- _Supplied data_
PR #1120, opened 2020-07-14
Allow price estimator to reuse the driver's default price source

e00E:
The price estimator needs to use the same price source as we use in the
driver to compute the rounding buffer based on this information.
This commit makes it easier to create this price source by moving it
into it's own function. The price estimator does not need a full price oracle, just the price source.

### Test Plan
No observable change.

### DIFF
--- a/core/src/price_estimation.rs
+++ b/core/src/price_estimation.rs
@@ -48,6 +48,40 @@ pub struct PriceOracle {
     source: Box<dyn PriceSource + Send + Sync>,
 }
 
+pub fn default_price_source(
+    http_factory: &HttpFactory,
+    orderbook_reader: Arc<dyn StableXOrderBookReading>,
+    token_data: TokenData,
+    token_info_fetcher: Arc<dyn TokenInfoFetching>,
+    update_interval: Duration,
+) -> Result<Box<dyn PriceSource + Send + Sync>> {
+    let (kraken_source, _) = ThreadedPriceSource::new(
+        token_info_fetcher.clone(),
+        KrakenClient::new(http_factory, token_info_fetcher.clone())?,
+        update_interval,
+    );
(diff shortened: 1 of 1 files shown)


core/src/price_estimation.rs
```diff
@@ -48,6 +48,40 @@ pub struct PriceOracle {
     source: Box<dyn PriceSource + Send + Sync>,
 }
 
+pub fn default_price_source(
```
fleupold, line 51: nit: Should this method live in the price_source module directly?

fleupold (approved):
Nice putting this into a small, easy to review PR.

core/src/price_estimation.rs
e00E: The PriceOracle is what we use to give prices to the solver and this set up of average and priority is fairly specific to it so it makes sense here.

fleupold: Right, but if we want to reuse this setup in the price-estimator it's no longer specific to the PriceOracle but more to the PriceSource trait in general, or am I missing something?

e00E: In my mind, which price sources are used is decided by the price oracle. The price estimator just copies that. Looking at the modules the price source files just defines the trait and the implementations of it live in files on the same level. The price_estimator file is one level higher and uses them all. So that file is really the one bringing it all together.
It's not a big thing, just felt a little more appropriate that way.

e00E:
This PR turns out not that useful because we want more control over the price sources in the price estimator. For example the pricegraph estimator instead of being created from a StableXOrderBookReading, can be more optimized as we already have a pricegraph instance internally that we update.
I think the better approach will be manually recreate the same price source in price estimator for now and later see what the best way to avoid copying code is.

- _Task requirements_
Provide only the number of lines in the records containing the string "fleupold".

- _Output for this task_
3